1. ## \mathbb{Q}\times\mathbb{Q} is not cyclic

Prove that $\mathbb{Q}\times\mathbb{Q}$ is not cyclic.

How do I do this my book says nothing.

2. ## Re: \mathbb{Q}\times\mathbb{Q} is not cyclic

Originally Posted by dwsmith
Prove that $\mathbb{Q}\times\mathbb{Q}$ is not cyclic.

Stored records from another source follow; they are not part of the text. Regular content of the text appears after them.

PR #312, opened 2021-08-26
Adding errors 142 and 148

### LINKED ISSUE #31: Error code 142 - A new episode has started, but the previous episode has not ended.
#### Error code
142
#### Description to display
A new episode has started, but the previous episode has not ended.
Date and reason the previous episode ceased must be completed, before a new episode can start.  Check the date the last episode ended and complete the previous episode accordingly.
#### DfE suggested coding
For any episode prior to the current episode both `<DEC>` and `<REC>` must be provided

### LINKED ISSUE #37: Error code 148 - Date episode ceased and reason episode ceased must both be coded, or both left blank.
#### Error code
148
#### Description to display
Date episode ceased and reason episode ceased must both be coded, or both left blank.
The date and reason an episode ceased should either both be coded, or both be left blank.  Check which item is missing; if the episode is an open episode, still continuing at the end of the statistical year, both these items must be left blank.
#### DfE suggested coding
If `<DEC>` or `<REC>` is provided, then both `<DEC>` and `<REC>` must contain a value

PhilDeakin:
Closes #31
Closes #37

### DIFF
--- a/tests/test_validators.py
+++ b/tests/test_validators.py
@@ -494,7 +494,6 @@ def test_validate_119():
 
     assert result == {'PlacedAdoption': [1, 2]}
 
-"""
 def test_validate_142():
     fake_data = pd.DataFrame([
     { 'CHILD' : '111', 'DECOM' : '01/06/2020', 'DEC' : '04/06/2020', 'REC': 'X1' },  #0
@@ -533,7 +532,7 @@ def test_validate_148():
     { 'CHILD' : '111', 'DECOM' : '01/06/2020', 'DEC' : '04/06/2020', 'REC': 'X1' },  #0  
     { 'CHILD' : '111', 'DECOM' : '05/06/2020', 'DEC' : '06/06/2020', 'REC': 'X1' },  #1
     { 'CHILD' : '111', 'DECOM' : '06/06/2020', 'DEC' : '08/06/2020', 'REC': 'X1' },  #2
-    { 'CHILD' : '111', 'DECOM' : '08/06/2020', 'DEC' : '05/06/2020', 'REC': 'X1' },  #3  
+    { 'CHILD' : '111', 'DECOM' : '08/06/2020', 'DEC' : '05/06/2020', 'REC': 'X1' },  #3   Fails
     { 'CHILD' : '222', 'DECOM' : '05/06/2020', 'DEC' : '06/06/2020', 'REC': pd.NA }, #4   Fails
     { 'CHILD' : '333', 'DECOM' : '06/06/2020', 'DEC' : '07/06/2020', 'REC': 'E11' }, #5  
     { 'CHILD' : '333', 'DECOM' : '07/06/2020', 'DEC' : pd.NA, 'REC': pd.NA },        #6
@@ -559,5 +558,4 @@ def test_validate_148():
 
     result = error_func(fake_dfs)
 
-    assert result == {'Episode': [4,10,14]}
-"""
+    assert result == {'Episode': [3,4,10,14]}
--- a/tests/test_validators.py
+++ b/tests/test_validators.py
@@ -493,3 +493,71 @@ def test_validate_119():
     result = error_func(fake_dfs)
 
     assert result == {'PlacedAdoption': [1, 2]}
+
+"""
+def test_validate_142():
+    fake_data = pd.DataFrame([
+    { 'CHILD' : '111', 'DECOM' : '01/06/2020', 'DEC' : '04/06/2020', 'REC': 'X1' },  #0
+    { 'CHILD' : '111', 'DECOM' : '05/06/2020', 'DEC' : '06/06/2020', 'REC': pd.NA },  #1  Fails
+    { 'CHILD' : '111', 'DECOM' : '06/06/2020', 'DEC' : '08/06/2020', 'REC': 'X1' },  #2
+    { 'CHILD' : '111', 'DECOM' : '08/06/2020', 'DEC' : '05/06/2020', 'REC': 'X1' },  #3  
+    { 'CHILD' : '222', 'DECOM' : '05/06/2020', 'DEC' : '06/06/2020', 'REC': pd.NA }, #4
+    { 'CHILD' : '333', 'DECOM' : '06/06/2020', 'DEC' : pd.NA, 'REC': 'E11' },        #5   Fails      
+    { 'CHILD' : '333', 'DECOM' : '07/06/2020', 'DEC' : pd.NA, 'REC': pd.NA },        #6
+    { 'CHILD' : '444', 'DECOM' : '08/06/2020', 'DEC' : '09/06/2020', 'REC': 'X1' },  #7
+    { 'CHILD' : '444', 'DECOM' : '09/06/2020', 'DEC' : '10/06/2020', 'REC': 'E11' }, #8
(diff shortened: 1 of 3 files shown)


PhilDeakin:
These two are very similar to the 388 error but a bit simpler.

validator903/validators.py
```diff
@@ -956,3 +956,66 @@ def _validate(dfs):
...
+    return error, _validate
+
+def validate_148():
+    error = ErrorDefinition(
+        code='148',
+        description='Date episode ceased and reason episode ceased must both be coded, or both left blank.',
+        affected_fields=['DEC','REC'],
+    )
+    
+    def _validate(dfs):
```
mwaddoups, line 997: I think this approach is overcomplex for this rule (but may be missing something) -  to me this looks like a simple rule that we can just do without grouping?

validator903/validators.py
```diff
@@ -956,3 +956,66 @@ def _validate(dfs):
...
+        if 'Episode' not in dfs:
+            return {}
+        else:
+            df = dfs['Episode']
+            df['DECOM'] = pd.to_datetime(df['DECOM'], format='%d/%m/%Y', errors='coerce')
+            df['DEC'] = pd.to_datetime(df['DEC'], format='%d/%m/%Y', errors='coerce')
+
+            df['DECOM'] = df['DECOM'].fillna('01/01/1901') #Watch for potential future issues
+            df = df.sort_values(['CHILD','DECOM'])
```
mwaddoups: I think you can skip the sort here, since `idxmax` will find the maximum DECOM anyway

validator903/validators.py
```diff
@@ -956,3 +956,66 @@ def _validate(dfs):
...
+
+            grouped_decom_by_child = df.groupby(['CHILD'])['DECOM'].idxmax(skipna=True)
+            df['DECOM'] = df['DECOM'].replace('01/01/1901',pd.NA)
+
+            #Dataframe with the maximum DECOM removed
+            df = df.loc[~df.index.isin(grouped_decom_by_child),:]
```
mwaddoups: I would try to avoid this pattern of re-using the same variable name to refer to a different thing as it's easy to introduce bugs. Maybe just call this `ended_episodes_df`.

I think if you also rename `grouped_decom_by_child` to `index_of_last_episodes`, you probably don't need the comment as the code itself should be readable.

tests/test_validators.py
```diff
@@ -493,3 +493,69 @@ def test_validate_119():
...
+    result = error_func(fake_dfs)
+
+    assert result == {'Episode': [1,5,13]}
+
+def test_validate_148():
+    fake_data = pd.DataFrame([
+    { 'CHILD' : '111', 'DECOM' : '01/06/2020', 'DEC' : '04/06/2020', 'REC': 'X1' },  #0  
+    { 'CHILD' : '111', 'DECOM' : '05/06/2020', 'DEC' : '06/06/2020', 'REC': 'X1' },  #1
+    { 'CHILD' : '111', 'DECOM' : '06/06/2020', 'DEC' : '08/06/2020', 'REC': 'X1' },  #2
+    { 'CHILD' : '111', 'DECOM' : '08/06/2020', 'DEC' : '05/06/2020', 'REC': 'X1' },  #3   Fails
```
mwaddoups: I don't think this test case should fail for 148 as both DEC and REC are filled?

mwaddoups (changes requested):
Thanks for putting these in Phil!

142 looks good - I've made some more minor comments as little things to look for, but overall that all looks good.

However I think 148 just needs a simpler approach? I may be missing something here but that looks to me like a simple rule. Keen to hear your thoughts!

validator903/validators.py
PhilDeakin: You're right, I was over/under thinking this. I think I was trying to stop errors 142 & 148 being thrown on the same line, but it doesn't matter.

validator903/validators.py
PhilDeakin: Removed

tests/test_validators.py
PhilDeakin: Corrected

validator903/validators.py
```diff
@@ -956,3 +956,54 @@ def _validate(dfs):
...
+    
+    def _validate(dfs):
+        if 'Episode' not in dfs:
+            return {}
+        else:
+            df = dfs['Episode']
+            df['DECOM'] = pd.to_datetime(df['DECOM'], format='%d/%m/%Y', errors='coerce')
+            df['DEC'] = pd.to_datetime(df['DEC'], format='%d/%m/%Y', errors='coerce')
+
+            mask = (df['CHILD'].notna()) & (df['DECOM'].notna()) & (((df['DEC'].isna()) & (df['REC'].notna())) | ((df['DEC'].notna()) & (df['REC'].isna())))
```
mwaddoups: I'm not sure you need DECOM here at all actually to cover this rule - I think you can just check DEC and REC (and remove line 1002 as well)

tests/test_validators.py
```diff
@@ -493,3 +493,69 @@ def test_validate_119():
...
+    { 'CHILD' : '6666', 'DECOM' : '12/06/2020', 'DEC' : '13/06/2020', 'REC': 'X1' },  #11
+    { 'CHILD' : '6666', 'DECOM' : '13/06/2020', 'DEC' : pd.NA, 'REC': 'X1' },         #12   Fails
+    { 'CHILD' : '6666', 'DECOM' : '14/06/2020', 'DEC' : '15/06/2020', 'REC': 'X1' },  #13
+    { 'CHILD' : '6666', 'DECOM' : '15/06/2020', 'DEC' : '16/06/2020', 'REC': pd.NA },  #14   Fails
+    { 'CHILD' : '77777', 'DECOM' : '16/06/2020', 'DEC' : '17/06/2020', 'REC': 'X1' }, #15
+    { 'CHILD' : '77777', 'DECOM' : '17/06/2020', 'DEC' : '18/06/2020', 'REC': 'X1' }, #16
+    { 'CHILD' : '77777', 'DECOM' : '18/06/2020', 'DEC' : '19/06/2020', 'REC': pd.NA },   #17 Fails
+    { 'CHILD' : '999', 'DECOM' : '31/06/2020', 'DEC' : pd.NA, 'REC': pd.NA },  #18   Nonsense date, but should pass
+    { 'CHILD' : '123', 'DECOM' : pd.NA, 'DEC' : pd.NA, 'REC': 'E11'},  #19   Nonsense dates, but should pass
+    { 'CHILD' : pd.NA, 'DECOM' : pd.NA, 'DEC' : pd.NA, 'REC': pd.NA },  #20   Nonsense, but should pass
```
mwaddoups: This feels like quite a large set of test cases for the rule now given it's quite simple (there's only 4 cases really I think, DEC/REC present or not present). Might be worth using a simpler set of data for that?

However, in general I don't mind having some redundancy in tests - so I'll leave shortening this up to you.

mwaddoups (changes requested):
Thanks for getting back on this so quick! Looking better now - have just noted a few minor ways to make the 148 implementation even simpler.

validator903/validators.py
PhilDeakin: Done

tests/test_validators.py
PhilDeakin: I've shorten the amount of test rows.

mwaddoups (approved):
Looks good now - thanks Phil!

How do I do this my book says nothing.
If $\mathbb{Q}^2$ was cyclic, then $\mathbb{Q}$ being the image of $\mathbb{Q}^2$ under the projection mapping would be cyclic, so it suffices to show that $\mathbb{Q}$ is not cyclic. To see this suppose that there was an isomorphism $f:\mathbb{Q}\to\mathbb{Z}$ we see then $f(1)=f(m\frac{1}{m})=mf(\frac{1}{m})$ so that $f(1)$ is divisible by $m$ for every $m\in\mathbb{Z}$ and so $f(1)=0$, but since $f(0)=0$ this contradicts injectivity of $f$.

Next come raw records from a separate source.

Issue #105, opened 2021-07-29
Error code 184 - Date of decision that a child should be placed for adoption is before the child was born.


mwaddoups:
#### Error code
184
#### Description to display
Date of decision that a child should be placed for adoption is before the child was born.
#### DfE Long-form description of error
If the local authority decides that the child should be placed for adoption the date of this decision cannot be before the child was born.
#### DfE suggested coding
Where provided `<DATE_PLACED>` must be `> = ` `<DOB>` 

For further info, refer to the DfE validation document [here](https://assets.publishing.service.gov.uk/government/uploads/system/uploads/attachment_data/file/974999/Children_looked_after_data_collection_2020_to_2021_validation_checks_-_version_1.3.pdf)

PR #314, opened 2021-08-27
(with error to look into further) validation rule 184

jfan2006:
Trying to do the rule 184 #105 but still can't figure out how to do it... 
(saying error in line 24 of validators.py)
Could you help me a bit more on this please? Thanks


validator903/validators.py
```diff
@@ -1,6 +1,33 @@
...
+            child_record = dfs['Header']
+            ad1 = dfs['AD1']
+
+            all_data = ad1.reset_index().merge(child_record, how='left', on='CHILD')
+
+            mask = (all_data['DATE_PLACED'] >= all_data['DOB']) | all_data['DATE_PLACED'].isna()
+
+            validation_error = ~mask
+            
+            validation_error_locations = ad1.index[validation_error]['index'].unique()
```
mwaddoups: I think you just don't need the `ad1.index` part - the `'index'` column is just a regular old column, so 

```
ad1[validation_error]['index'].unique()
```

should do the trick!

mwaddoups:
I added a comment on line 24 - take a look and see if that helps.

validator903/validators.py
jfan2006: I have just tried as you suggested but it still has errors.

mwaddoups: Are you able to provide some more details - like screenshots of the error or something? That might be helpful in diagnosing.

dezog: Hi Fan, are you sure the DataFrame has a column called `'index'`? 
Maybe try keeping the `.index` and dropping the `['index']`:
```
ad1.index[validation_error].unique()
```

dezog: Looks like `all_data` will have a column called `'index'` due to  the `reset_index()` in line 18, but `ad1` won't have had its index reset. So maybe instead try:
```
ad1.index[validation_error].unique()
```
That make sense, @mwaddoups?

mwaddoups: Now I'm confused! I think it needs to be `all_data` to read the appropriate index values off.

```
all_data[validation_error]['index'].unique()
```

dezog (changes requested):
Just setting this to show 'changes requested'. 

Let me know if the edit Mark suggested in https://github.com/SocialFinanceDigitalLabs/quality-lac-data-beta-validator/pull/314#discussion_r700194448 doesn't do the trick, but it looks like it should do. 🤞

jfan2006:
Tried and made changes based on Mark's suggestion above, and also dates comparison. 
But this still has errors....

tests/test_validators.py
```diff
@@ -1,6 +1,23 @@
...
+    fake_data_header = pd.DataFrame({
+        'CHILD': ['111', '112', '113', '114'], 
+        'DOB': ['01/10/2017', '31/05/2018', '10/03/2019', '19/08/2020'],
+    })
+    fake_data_ad1 = pd.DataFrame({
+        'CHILD': ['111', '112', '113', '114'], 
+        'DATE_PLACED': ['01/10/2017', '10/02/2019', '10/02/2019', pd.NA],
+    })
+
+    fake_dfs = {'Header': fake_data_header, 'AD1': fake_data_ad1}
```
dezog: AD1 > PlacedAdoption

tests/test_validators.py
```diff
@@ -1,6 +1,23 @@
...
+    
+    error_defn, error_func = validate_184()
+
+    result = error_func(fake_dfs)
+
+    assert result == {'AD1': [2]}
```
dezog: AD1 > PlacedAdoption

validator903/validators.py
```diff
@@ -1,6 +1,36 @@
...
 
+def validate_184():
+    error = ErrorDefinition(
+        code='184',
+        description='Date of decision that a child should be placed for adoption is before the child was born.',
+        affected_fields=['DATE_PLACED','DOB'],
+    )
+
+    def _validate(dfs):
+        if 'Header' not in dfs or 'AD1' not in dfs:
```
dezog: AD1 > PlacedAdoption

validator903/validators.py
```diff
@@ -1,6 +1,36 @@
...
+            all_data['DATE_PLACED'] = pd.to_datetime(all_data['DATE_PLACED'],format='%d/%m/%Y',errors='coerce')
+            all_data['DOB'] = pd.to_datetime(all_data['DOB'],format='%d/%m/%Y',errors='coerce')
+
+            mask = (all_data['DATE_PLACED'] >= all_data['DOB']) | all_data['DATE_PLACED'].isna()
+
+            validation_error = ~mask
+            
+            validation_error_locations = all_data[validation_error]['index'].unique()
+        
+            return {'AD1': validation_error_locations.tolist()}
```
dezog: AD1 > PlacedAdoption

validator903/validators.py
```diff
@@ -1,6 +1,36 @@
...
+        description='Date of decision that a child should be placed for adoption is before the child was born.',
+        affected_fields=['DATE_PLACED','DOB'],
+    )
+
+    def _validate(dfs):
+        if 'Header' not in dfs or 'AD1' not in dfs:
+            return {}
+        else:
+            child_record = dfs['Header']
+            ad1 = dfs['AD1']
```
dezog: AD1 > PlacedAdoption

dezog (changes requested):
Hey Fan, think I've figured this one out - it's looking for DATE_PLACED in the AD1 table, but that's actually a field of the PlacedAdoption table. 

That's also causing an error in one of the integration tests where merging AD1 & Header leads to 'DOB_x' & 'DOB_y' columns since they both have that field, so accessing DOB raises a KeyError - but switching to PlacedAdoption should fix this.

I've tried to indicate all the relevant lines to change in the code, hopefully that does it!

dezog (approved):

3. ## Re: \mathbb{Q}\times\mathbb{Q} is not cyclic

Originally Posted by Drexel28
If $\mathbb{Q}^2$ was cyclic, then $\mathbb{Q}$ being the image of $\mathbb{Q}^2$ under the projection mapping would be cyclic, so it suffices to show that $\mathbb{Q}$ is not cyclic.
Can;t you just say "subgroups of cyclic groups are cyclic"...

4. ## Re: \mathbb{Q}\times\mathbb{Q} is not cyclic

To show that $\mathbb{Q}$ is not cyclic, it seems conceptually more straightforward to take an arbitrary number $m/n$ (say, in lowest terms) and say that it can never meet $1/p$, where $p$ is some prime that is not a factor of $n$. (For example, no multiples of $3/16$ will ever be $1/5$.) So no single number can generate all of $\mathbb{Q}$.

5. ## Re: \mathbb{Q}\times\mathbb{Q} is not cyclic

Originally Posted by Swlabr
Can;t you just say "subgroups of cyclic groups are cyclic"...
Sure, either way works.

Originally Posted by roninpro
To show that $\mathbb{Q}$ is not cyclic, it seems conceptually more straightforward to take an arbitrary number $m/n$ (say, in lowest terms) and say that it can never meet $1/p$, where $p$ is some prime that is not a factor of $n$. (For example, no multiples of $3/16$ will ever be $1/5$.) So no single number can generate all of $\mathbb{Q}$.
Another good way to look at it! My method shows more generally that any divisible group is not cyclic.